Londres no se queda atrás en las evocaciones que suscita: las tramas policiales protagonizadas por Sherlock Holmes, los relatos de mujeres que buscan su lugar en el mundo de Virginia Woolf, los cuentos de miseria pero también de alegría de Charles Dickens. Y así podríamos seguir con la Praga “de” Kafka, la Bogotá “de” Mario Mendoza, la Buenos Aires “de” Borges o de Leopoldo Marechal…

¿Qué lugares son para ir con libro-en-mano? ¿Qué autores sirven como guías por esos espacios? Lo conversamos aquí.

lunes, 12 de enero de 2015

La fe en los libros

"Cuando llegó la hora de irme de casa, había desarrollado, cosa poco sorprendente, una gran fe en los libros. Aunque los puntos flacos de mi padre en la lectura coinciden con los míos, y lo que a él no le gustaba a mí sigue sin gustarme (no hay nada más permanente que una fobia de infancia heredada) sabía que se podía encontrar un libro para cada estado de ánimo, o encontrar un libro para cambiar tu estado de ánimo, un libro que pudiera sugerir una forma de pensar, de sentir y de ser.
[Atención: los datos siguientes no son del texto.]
PR #9717, opened 2025-04-01
Add support for crvusd controller balances

### LINKED ISSUE #9570: Support Curve crvUSD minting and peg keeping

nicholasyoder:
Closes #9570

### DIFF
--- a/rotkehlchen/chain/evm/decoding/curve/lend/balances.py
+++ b/rotkehlchen/chain/evm/decoding/curve/lend/balances.py
@@ -1,6 +1,7 @@
 import logging
+from abc import ABC, abstractmethod
 from collections import defaultdict
-from typing import TYPE_CHECKING
+from typing import TYPE_CHECKING, Literal
 
 from rotkehlchen.accounting.structures.balance import Balance, BalanceSheet
 from rotkehlchen.assets.utils import get_or_create_evm_token
@@ -13,6 +14,7 @@ from rotkehlchen.chain.evm.decoding.curve.lend.constants import CURVE_VAULT_CONT
 from rotkehlchen.constants import ZERO
 from rotkehlchen.errors.misc import NotERC20Conformant, NotERC721Conformant, RemoteError
 from rotkehlchen.errors.serialization import DeserializationError
+from rotkehlchen.history.events.structures.evm_event import EvmProduct
 from rotkehlchen.history.events.structures.types import HistoryEventSubType, HistoryEventType
 from rotkehlchen.inquirer import Inquirer
 from rotkehlchen.logging import RotkehlchenLogsAdapter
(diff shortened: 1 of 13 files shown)


rotkehlchen/chain/evm/decoding/curve/lend/common.py
```diff
@@ -53,6 +53,7 @@ def __init__(
             evm_inquirer: 'EvmNodeInquirer',  # pylint: disable=unused-argument
             base_tools: 'BaseDecoderTools',
             msg_aggregator: 'MessagesAggregator',
+            controller_extra_data_key: Literal['vault_controller', 'crvusd_controller'],
```
LefterisJP, line 56: is this abstraction needed? Can't you just use a common name for both and get rid of the extra logic and variable?

rotkehlchen/chain/evm/decoding/curve/lend/balances.py
```diff
@@ -29,12 +30,15 @@
...
 
 
-class CurveLendBalances(ProtocolWithBalance):
+class CurveControllerCommonBalances(ProtocolWithBalance, ABC):
+
     def __init__(
             self,
             evm_inquirer: 'EvmNodeInquirer',
             tx_decoder: 'EVMTransactionDecoder',
+            controller_extra_data_key: Literal['vault_controller', 'crvusd_controller'],
```
LefterisJP, line 39: same here. As in the other place. Why add this extra logic just for the name of a dict key? Just find a common name to use that describes both. Perhaps `controller_address`?

rotkehlchen/chain/evm/decoding/curve/lend/common.py
nicholasyoder: `controller_extra_data_key` is used to differentiate between the two types of controllers in `_get_controllers_with_balances` so that `CurveLendBalances` and `CurveCrvusdBalances` only process the correct type of controller.

I've added more explanation about this to the relevant docstrings to hopefully make it clearer.

nicholasyoder: Changed this to use EvmProduct as we discussed in discord.

LefterisJP (approved):
LGTM

PR #9720, opened 2025-04-02
feat: allow theme switch for free user

lukicenturi:
Closes #(issue_number)

## Checklist


kelsos (commented):
Code looks ok, I need to run a check and we can merge

kelsos:
So look good I created a new account, and I can properly use dark mode

There is only one extra thing that needs to be done before we merge though, not sure how much work it is but we should keep the theme going regardless if you are logged in or not.

So login screen should still remember the theme selection.

kelsos:
@lukicenturi ok one last thing I promise and then we can merge.

Can we make it so that the last selected theme is persisted in localstorage too?
So if I had dark theme and restart the application I would still get the dark theme at the login page.

The logout works fine but on restart it resets to white, since we have to load it from the preferences.

kelsos (approved):
lgtm

PR #9721, opened 2025-04-02
Use SwapEvents in bitpanda

nicholasyoder:
Related: #6097 

* Converts bitpanda to use swap events.
* Removes the unused `query_online_trade_history` function from bitmex 
* Fixes a nitpick from #9716


LefterisJP (approved):
LGTM

PR #9724, opened 2025-04-03
Use SwapEvents in bitstamp

nicholasyoder:
Related: #6097 

* Converts bitstamp to use swap events.
* Adds support for swap events to have `reference` in their extra_data like we do for asset movements, since bitstamp relies on this to retrieve the trade ids.

### DIFF
--- a/rotkehlchen/api/v1/schemas.py
+++ b/rotkehlchen/api/v1/schemas.py
@@ -99,7 +99,7 @@ from rotkehlchen.history.events.structures.eth2 import (
     EthWithdrawalEvent,
 )
 from rotkehlchen.history.events.structures.evm_event import EvmEvent, EvmProduct
-from rotkehlchen.history.events.structures.swap import create_swap_events
+from rotkehlchen.history.events.structures.swap import SwapEventExtraData, create_swap_events
 from rotkehlchen.history.events.structures.types import HistoryEventSubType, HistoryEventType
 from rotkehlchen.history.types import HistoricalPriceOracle
 from rotkehlchen.icons import ALLOWED_ICON_EXTENSIONS
@@ -1081,6 +1081,10 @@ class CreateHistoryEventSchema(Schema):
                     field_name='fee_notes',
                 )
 
+            extra_data: SwapEventExtraData = {}
+            if (unique_id := data['unique_id']) is not None:
+                extra_data['reference'] = unique_id
+
             context_schema = CreateHistoryEventSchema.history_event_context.get()['schema']
             events = create_swap_events(
                 timestamp=data['timestamp'],
@@ -1106,6 +1110,7 @@ class CreateHistoryEventSchema(Schema):
                     data=data,
                     subtype=HistoryEventSubType.FEE,
                 ),
+                extra_data=extra_data,
             )
             return {'events': events}
 
--- a/rotkehlchen/exchanges/bitstamp.py
+++ b/rotkehlchen/exchanges/bitstamp.py
@@ -21,12 +21,18 @@ from rotkehlchen.db.history_events import DBHistoryEvents
 from rotkehlchen.errors.asset import UnknownAsset, UnsupportedAsset
 from rotkehlchen.errors.misc import RemoteError
 from rotkehlchen.errors.serialization import DeserializationError
-from rotkehlchen.exchanges.data_structures import MarginPosition, Trade, TradeType
+from rotkehlchen.exchanges.data_structures import MarginPosition
 from rotkehlchen.exchanges.exchange import ExchangeInterface, ExchangeQueryBalances
 from rotkehlchen.history.deserialization import deserialize_price
 from rotkehlchen.history.events.structures.asset_movement import (
     AssetMovement,
     create_asset_movement_with_fee,
+)
+from rotkehlchen.history.events.structures.base import HistoryBaseEntryType
+from rotkehlchen.history.events.structures.swap import (
+    SwapEvent,
+    create_swap_events,
+    get_swap_spend_receive,
 )
 from rotkehlchen.history.events.structures.types import HistoryEventType
 from rotkehlchen.inquirer import Inquirer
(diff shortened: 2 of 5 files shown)


rotkehlchen/history/events/structures/swap.py
```diff
@@ -271,20 +285,56 @@ def create_swap_events(
...
+    ...
+
+
+def get_swap_spend_receive(
         base_asset: Asset,
         quote_asset: Asset,
         amount: 'AssetAmount',
         rate: 'Price',
+        is_buy: bool | None = None,
+        raw_trade_type: str | None = None,
```
prettyirrelevant, line 320: why this? any reason for not sticking to `raw trade type`? i think there's no upside to having both `is_buy` & `raw_trade_type` since we can always differentiate per exchange.

rotkehlchen/exchanges/bitstamp.py
```diff
@@ -774,44 +784,48 @@ def _deserialize_asset_movement_from_crypto_transaction(
...
+            location=self.location,
+            spend_asset=spend_asset,
+            spend_amount=spend_amount,
+            receive_asset=receive_asset,
+            receive_amount=receive_amount,
+            fee_asset=trade_pair_data.quote_asset,
+            fee_amount=deserialize_fee(raw_trade['fee']),
+            location_label=self.name,
+            unique_id=(reference := str(raw_trade['id'])),
+            extra_data={'reference': reference},
```
prettyirrelevant, line 827: since `unique_id` is an existing parameter, there's no need to do this here. it can be done inside the `create_swap_events()` function where you create an extra_data with the `unique_id`

rotkehlchen/api/v1/schemas.py
```diff
@@ -1081,6 +1081,10 @@ def make_history_base_entry(self, data: dict[str, Any], **_kwargs: Any) -> dict[
                     field_name='fee_notes',
                 )
 
+            extra_data: SwapEventExtraData = {}
+            if (unique_id := data['unique_id']) is not None:
+                extra_data['reference'] = unique_id
+
```
prettyirrelevant, line 1087: as mentioned earlier, this can into the `create_swap_events()` function.

rotkehlchen/exchanges/binance.py
```diff
@@ -147,7 +147,7 @@ def trade_from_binance(
         )
 
     spend_asset, spend_amount, receive_asset, receive_amount = get_swap_spend_receive(
-        raw_trade_type='buy' if binance_trade['isBuyer'] else 'sell',
+        is_buy=binance_trade['isBuyer'],
```
prettyirrelevant, line 150: they're pretty much the same thing if i'm not mistaken so there's no reason to have both parameter in the function, `get_swap_spend_receive()`

rotkehlchen/exchanges/bitstamp.py
```diff
@@ -230,11 +236,38 @@ def query_balances(self) -> ExchangeQueryBalances:
...
+            if (
+                query_result is not None and
+                (extra_data := AssetMovement.deserialize_extra_data(
+                    entry=query_result,
+                    extra_data=query_result[0],
+                )) is not None and
+                'reference' in extra_data
+            ):
+                since_id = int(extra_data['reference']) + 1
+                return {'since_id': since_id}
```
prettyirrelevant, line 262:
```suggestion
                (reference := extra_data.get('reference')) is not None
            ):
                return {'since_id': int(reference) + 1}
```

rotkehlchen/exchanges/bitstamp.py
```diff
@@ -660,7 +667,10 @@ def _api_query_paginated(
                 # NB: re-assign dict instead of update, prevent lose call args values
                 call_options = call_options.copy()
                 offset = 0 if has_results else call_options['offset'] + API_MAX_LIMIT
-                since_id = int(results[-1].link) + 1 if has_results else call_options['since_id']  # type: ignore # we always got a link in bitstamp trades
+                since_id = (
+                    int((results[-2].extra_data or results[-3].extra_data)['reference']) + 1  # type: ignore[index]  # The spend event with extra_data will be at either index -2 or -3 depending on if there is a fee event.
+                    if has_results else call_options['since_id']
+                )
```
prettyirrelevant, line 673: this can raise an index error

rotkehlchen/history/events/structures/swap.py
nicholasyoder: With only `raw_trade_type`, when we don't have a raw type from the api and instead need to check some other condition to determine the type, it seems really hacky to do `'buy' if some_condition else 'sell'` - this makes it do the deserialization logic unnecessarily, plus having the `buy` and `sell` strings hardcoded in every exchange where this needs to be done really doesn't seem like good a good thing to do. At the very least those should instead be an enum or something, but I think allowing `get_swap_spend_receive` to accept a bool flag like this is the cleanest solution. Or is there something I'm not considering here?

If it was only one or two places where we had to do this, passing `buy` or `sell` strings would maybe be ok, but we already have three exchanges where we need to do something like this, and likely there will be more.

rotkehlchen/exchanges/bitstamp.py
nicholasyoder: We don't actually want to set 'reference' every time we use `unique_id` to avoid taking up more space in the DB than is needed. See the discussion we had a couple days ago in [discord](https://discord.com/channels/657906918408585217/1080783409640648765/1356627435969581189) about this. So we only want to set it in extra_data when we need it for something - in this case its used in `_get_since_id_option`.

rotkehlchen/exchanges/binance.py
nicholasyoder: See my response to the other comment about this. In my opinion its much cleaner to simply pass the bool `isBuyer` value here rather than doing an `if ... else` and passing the hardcoded raw string `buy` and `sell` values.

rotkehlchen/exchanges/bitstamp.py
nicholasyoder: Actually I don't think it should ever be able to encounter an index error here. If you notice, its only doing this if `has_results` is true, which means that `_deserialize_trade` has been successfully executed, which will always return either 2 or 3 events, the first of which will be the spend event which will have extra_data. This is what the comment there is supposed to explain - there will always be an event with extra data at either -2 or -3. I've reworded the comment slightly to maybe make it a bit clearer.

prettyirrelevant: hmmm, i see. thanks for the clarification.

rotkehlchen/exchanges/bitstamp.py
prettyirrelevant: oh i see. thanks.

rotkehlchen/history/events/structures/swap.py
prettyirrelevant: I get where you’re coming from. That said, having multiple ways to represent the same thing in a function can make things harder to reason about.

It’s probably better to stick to just one field — either `is_buy` or `raw_trade_type`. Not every exchange gives you a clean answer, but you can usually infer the direction based on conditions anyway.

> If it was only one or two places where we had to do this, passing `buy` or `sell` strings would maybe be ok, but we already have three exchanges...

Yeah, that’s fair. I don’t have a problem with `is_buy`, but if we go that route, we should probably update the older integrations to use it too — just so we’re consistent.

Not sure an enum adds much here, since we’d still be deriving the same boolean logic for some exchanges.

nicholasyoder: Changed this back to how it was, as discussed in [discord](https://discord.com/channels/657906918408585217/1080783409640648765/1357451739111882762)

rotkehlchen/exchanges/bitstamp.py
```diff
@@ -660,7 +666,10 @@ def _api_query_paginated(
                 # NB: re-assign dict instead of update, prevent lose call args values
                 call_options = call_options.copy()
                 offset = 0 if has_results else call_options['offset'] + API_MAX_LIMIT
-                since_id = int(results[-1].link) + 1 if has_results else call_options['since_id']  # type: ignore # we always got a link in bitstamp trades
+                since_id = (  # If has_results is true a spend event with extra_data should always be present at either index -2 or -3 (depending on if there is a fee event).  # noqa: E501
+                    int((results[-2].extra_data or results[-3].extra_data)['reference']) + 1  # type: ignore[index]
```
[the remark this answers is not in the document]
nicholasyoder: Updated this, reworking the logic a bit and adding more comments to hopefully make it clearer what happens here.

PR #9728, opened 2025-04-04
feat: option to persist table sorting

### LINKED ISSUE #8928: Column sorting should be sticky
## Abstract

When clicking a column of a table to change the sorting, this preference is lost as soon as the view is exited and reentered.  

## Motivation

This means any sorting which doesn't suit the user by default has to be changed over and over again.  For example I usually want to see my accounts sorted by name not value.

## Specification

It would be better if the sorting state persisted to disk as soon as it was set, so that it is sticky not just within the session, but as a per-user setting across all settings.

lukicenturi:
Closes #8928

## Checklist


frontend/app/src/modules/table/use-remember-table-sorting.ts
```diff
@@ -0,0 +1,82 @@
...
+        const dataInArray = arrayify(dataVal);
+        const sortableOnly = dataInArray.filter(item => item.column && sortableColumns.includes(item.column));
+
+        if (sortableOnly.length > 0) {
+          set(sort, isArray ? sortableOnly : sortableOnly[0]);
+        }
+      }
+    }
+
+    watch(sort, (sort) => {
```
kelsos, line 73: Is the watcher here intentionally in the `onBeforeMount`?

kelsos:
@lukicenturi it looks good but I have a single question.

frontend/app/src/modules/table/use-remember-table-sorting.ts
lukicenturi: yeah, it's intentional
If I put it outside, the initial definition of the sort on the component will trigger this sort, and it will be forced to be saved and used. (the saved sort on localStorage will always be ignored)

kelsos (approved):
ok so @lukicenturi lgtm but can you maybe before merging add a note to that internal watch explaining why it's needed just for future reference?

PR #9729, opened 2025-04-04
fix: onchain send token bugs

lukicenturi:
Follow up of https://github.com/rotki/rotki/pull/9692
- [x] Show loading alert too in the asset selector dialog
- [x] Filter out connected address, and invalid eth address from the recipient address options


kelsos (approved):
This PR looks, so we can proceed to merge.

To follow up there are a few minor things I noticed.
- If you disconnect the session from the app and then go to the bridge the disconnect button gives an error
- use-wallet-store gives an error
```
use-wallet-store.ts:164 [Vue warn]: onUnmounted is called when there is no active component instance to be associated with. Lifecycle injection APIs can only be used during execution of setup(). If you are using async setup(), make sure to register lifecycle hooks before the first await statement.
```

PR #389, opened 2023-05-02
🚑 Update API call for getting on-call user

jacobwoffenden:
It was just returning @bagg3rs, I've added the `since` and `until` parameters that were in the original shell script, and I've updated the message


jacobwoffenden:
Successfully ran https://github.com/ministryofjustice/data-platform/actions/runs/4859462330/jobs/8662126931

bagg3rs (approved):
🙏 🤣

PR #474, opened 2023-05-24
Splitting out IAM-related App Migration Code, Migrating OIDC in from IAM repo, Refactoring OIDC providers and workflows

julialawrence:
This PR does the following:

## BAU

* Migrates the OIDC component from the `analytical-platform-iam` repository to keep legacy and new code saparate.
* A slight refactoring of OIDC component's providers to remove the need to role variable to be passed in and aligning the provider declarations with other components in the repo.
* Default provider in OIDC now points at `management` rather than `landing`

## Application Migration

* Moves non-github or github-dependent app migration resources into their own component called `application-migration`. At present there's only one resource there but there will be more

Nuevos pensamientos, imágenes y fantasías brotaban en tu mente mientras leías sentado en la butaca. El libro adecuado, como una droga, podía colocarte, y mantenerte durante semanas en el estado mental deseado".

Del libro autobiográfico de Hanif Kureishi sobre la relación con su padre, Mi oído en su corazón.


viernes, 9 de enero de 2015

Ubi sunt...

El 4 de enero de 1965 murió T. S. Eliot, poeta angloestadounidense, ganador del Nobel de Literatura en 1948.


Dejó cientos de poemas, libros de teatro y ensayos... y también una pregunta que le gustaba citar a Jorge Luis Borges y que resulta sorprendentemente actual para nosotros, en estos tiempos de proliferación de contenidos:
¿Dónde está la sabiduría que perdimos con el conocimiento y dónde está el conocimiento que perdimos con la información?